Issue #863, opened 2018-07-11
build error when a method has documentation with annotations above it ie. @param #964


aykutyararbas:
Please also refer to issue at: 
https://github.com/dherges/ng-packagr/issues/964#issuecomment-403762925

Type of Issue
Build error

[X] Bug Report
[ ] Feature Request
Description
Adding doc with method signature annotations causing packager to error.

LIKE
BUILD ERROR
src/app/common/featureflags.service.ts(59,3): warning TS0: the type annotation on @param is redundant with its TypeScript

Example service method

/**

Returns the service label for a given service
Returns the id , if the service is not available
@param {string} id
@returns {string}
*/
public getServiceLabel(id: string): string {
if(this.SERVICE_REGISTRY[id]) {
return this.SERVICE_REGISTRY[id].label;
} else {
return id;
}
}
How To Reproduce
Steps
1 - Add a documentation to one of your service
Like the one above start with / * * and add @param
End your documentation

2 - Run ng-packagr -p ng-package.json

Can you reproduce the error in the integration tests in ng-packagr?
If possible, take a look at the integration/samples and try to break one of >>these builds!

Is the error you faced in an application importing the library
Try to break the Angular CLI app in integration/consumers/ng-cli!

Expected Behaviour
A bug: please describe what behavior or result you expected
Build without erroring out.

Version Information
$ node_modules/.bin/ng-packagr --version
ng-packagr: 5.6.0
@angular/*: 5.2.10
typescript: ~2.6.2
"rxjs": "^5.5.11",
node: v8.11.1
npm: 5.6.0
Please include all version numbers that might be relevant, e.g. third-party libraries

Thanks and regards,

Aykut~

evmar:
Why not remove the {string} ?

aykutyararbas:
Well, it is the documentation portion of it, like in the Java Docs. 
When you remove that standard representation of the method's parameters you'll not be able to pass any type in the documentation, at the end any doc builders will not be able to use it.

The main issue seems to be 'context'.  When building/ compiling if you are in the documentation, you can easily ignore these lines.

jscharett:
This "feature" seems to make it impossible to compile large angular apps/libraries that have made use of the type info.  Granted, it may be irrelevant, but for a large library, its very painful to have to go and "correct" this.  And the kicker, its just a comment, not actual code!  It would be much better to send it out as a warning vs an error.

evmar:
As included in the original report, this is a warning, not an error:

[...]

PR #881, opened 2018-08-01
 Fail on duplicated and run in file comments. 

mprobst:
In TypeScript, file level comments are comments that are separated from
the file body with an empty line. In Closure, file level comments are
comments marked with a particular (often load bearing) JSDoc tag, e.g.
`@fileoverview` or `@pintomodule`.

If a TypeScript contains such a Closure file level comment in a comment
that is *not* a TypeScript file level comment, TypeScript will often not
emit the comment at all, e.g. because it was placed on an interface or
type import that will not be emitted. That violates user expectations,
as their (load bearing) comment is now silently gone.

This change has tsickle report hard errors whenever it encounters a file
comment that's either not properly separated from the file body, is
duplicated, or appears after the initial statement in the body of the
file, so that the situation can be discovered and fixed early by the
user.

### DIFF
--- a/src/fileoverview_comment_transformer.ts
+++ b/src/fileoverview_comment_transformer.ts
@@ -7,7 +7,7 @@
  */
 
 import * as jsdoc from './jsdoc';
-import {createNotEmittedStatement, synthesizeCommentRanges, updateSourceFileNode} from './transformer_util';
+import {createNotEmittedStatement, reportDiagnostic, synthesizeCommentRanges, updateSourceFileNode} from './transformer_util';
 import * as ts from './typescript';
 
 /**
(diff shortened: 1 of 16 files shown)


src/fileoverview_comment_transformer.ts
```diff
@@ -61,89 +61,106 @@ function augmentFileoverviewComments(tags: jsdoc.Tag[]) {
...
-        // TODO(martinprobst): consider checking here whether any of the trailing comments contains
-        // an @fileoverview etc, and reporting an error if so.
-        sf = updateSourceFileNode(
-            sf, ts.createNodeArray([notEmitted, firstStatement, ...sf.statements.slice(1)]));
-        break;
+export function transformFileoverviewCommentFactory(diagnostics: ts.Diagnostic[]) {
+  return (): (sourceFile: ts.SourceFile) => ts.SourceFile => {
+    function checkNoFileoverviewComments(
+        context: ts.Node, comments: jsdoc.SynthesizedCommentWithOriginal[], message: string) {
+      for (let j = 0; j < comments.length; j++) {
```
evmar: Looks like this could be a for-of, or at least use 'i' as index.

src/fileoverview_comment_transformer.ts
```diff
@@ -61,89 +61,106 @@ function augmentFileoverviewComments(tags: jsdoc.Tag[]) {
...
-    let tags: jsdoc.Tag[] = [];
-    for (let i = fileComments.length - 1; i >= 0; i--) {
-      const parse = jsdoc.parseContents(fileComments[i].text);
-      if (parse !== null && parse.tags.some(t => FILEOVERVIEW_COMMENT_MARKERS.has(t.tagName))) {
-        fileoverviewIdx = i;
-        tags = parse.tags;
-        break;
+      // Closure Compiler considers the *last* comment with @fileoverview (or @externs or
+      // @nocompile) that has not been attached to some other tree node to be the file overview
+      // comment, and only applies @suppress tags from it. AJD considers *any* comment mentioning
```
evmar: Is AJD public?  Maybe just add "(a Google-internal tool)" if not.

src/transformer_util.ts
```diff
@@ -190,19 +189,51 @@ export function createMultiLineComment(original: ts.Node, text: string) {
...
-    file: context.getSourceFile(),
-    start: context.getStart(),
-    length: context.getEnd() - context.getStart(),
+  host.logWarning(createDiagnostic(node, ts.DiagnosticCategory.Warning, messageText));
+}
+
+/**
+ * Creates and reports a diagnostic by adding it to the given array.
+ *
+ * This is used for erros and warnings in tsickle's input. Emit errors (the default) if tsickle
```
evmar: Typo: errors

src/transformer_util.ts
```diff
@@ -190,19 +189,51 @@ export function createMultiLineComment(original: ts.Node, text: string) {
...
+ * cannot emit a correct result given the input. Emit warnings for questionable input if there's a
+ * good chance that the output will work.
+ *
+ * For typical tsickle users, errors are always reported and break the compilation operation,
```
evmar: typical = google3?  This user seemed to be experiencing warnings as errors, though I'm not sure what tool they were using. https://github.com/angular/tsickle/issues/863

src/transformer_util.ts
```diff
@@ -190,19 +189,51 @@ export function createMultiLineComment(original: ts.Node, text: string) {
...
+export function reportDiagnostic(
+    diagnostics: ts.Diagnostic[], node: ts.Node, messageText: string, textRange?: ts.TextRange,
+    category = ts.DiagnosticCategory.Error) {
+  diagnostics.push(createDiagnostic(node, category, messageText, textRange));
+}
+
+function createDiagnostic(
+    node: ts.Node, category: ts.DiagnosticCategory, messageText: string,
+    textRange?: ts.TextRange): ts.Diagnostic {
+  // Cannot use getStart as node might be synthesized.
```
evmar: It seems to use getStart just below (?)

src/transformer_util.ts
```diff
@@ -190,19 +189,51 @@ export function createMultiLineComment(original: ts.Node, text: string) {
...
+ * @param textRange pass to overrride the text range from the node with a more specific range.
+ */
+export function reportDiagnostic(
+    diagnostics: ts.Diagnostic[], node: ts.Node, messageText: string, textRange?: ts.TextRange,
+    category = ts.DiagnosticCategory.Error) {
+  diagnostics.push(createDiagnostic(node, category, messageText, textRange));
+}
+
+function createDiagnostic(
+    node: ts.Node, category: ts.DiagnosticCategory, messageText: string,
```
evmar: It's a little funny how this one takes its args in a different order the one above.

src/fileoverview_comment_transformer.ts

src/fileoverview_comment_transformer.ts

src/transformer_util.ts
mprobst: Yeah, typical = google3. I have no idea about that other thing.

src/transformer_util.ts
mprobst: Done.

src/transformer_util.ts
mprobst: Done.

PR #882, opened 2018-08-02
fix __@observable

evmar:
This fixes the rxjs sync.  See individual commits.


src/type_translator.ts
```diff
@@ -9,6 +9,25 @@
...
+ *     'complex name': string;
+ *   }
+ *   Foo.bar;  // ok
+ *   Foo['bar']  // ok
+ *   Foo['complex name']  // ok
+ *
+ * In Closure-land, we want identify that the legal name 'bar' can become an
+ * ordinary field, but we need to skip strings like 'complex name'.
+ */
+export function isValidClosurePropertyName(name: string): boolean {
```
evmar: This is a weird place for this function.  But its previous home was in a jsdoc file which is also a weird location.  I don't feel great about it.

test_files/unique_symbol/unique_symbol.ts
```diff
@@ -0,0 +1,17 @@
...
+// library.
+declare global {
+  interface SymbolConstructor {
+    readonly observable: symbol;
+  }
+}
+
+// This test is verifying the type of this expression, which ultimately
+// refers to some TypeScript internal __@observeable thing.
+export let x: {[Symbol.observable]: string}|null = null;
```
mprobst: can you give this one more property? That'd make it more obvious to me that it's only filtering the bad ones.

By the way, I think this also fixes another problem:

```
const x: {'quoted-thing': string}: {...};
```

Maybe add a test for that so we don't regress to just specially treating symbols? In that case, I think it'd be nice to call this test folder something like non identifier properties or so.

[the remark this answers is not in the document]
evmar: Done

evmar: Done

PR #884, opened 2018-08-05
 Upgrade all package dependencies.

mprobst:
... by running `yarn upgrade --latest` (took me a while to find the magical incantation).

### DIFF
--- a/package.json
+++ b/package.json
@@ -14,7 +14,7 @@
   "dependencies": {
     "minimist": "^1.2.0",
     "mkdirp": "^0.5.1",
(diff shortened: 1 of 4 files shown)


mprobst:
@evmar yeah I think it's fine from that angle. We don't really have a strategy for keeping these in sync, except for "fix if anything breaks". That might be the path of least resistance here.

I'm mostly upgrading for Closure Compiler and formatting; the other packages had some reported DoS vulnerabilities. I don't think that's particularly worrying, as it's only dev dependencies, but still, hygiene.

==============================

Say how many lines of the data include the string "pass". Nothing other than the number should be given.

▶ _Output below_: 2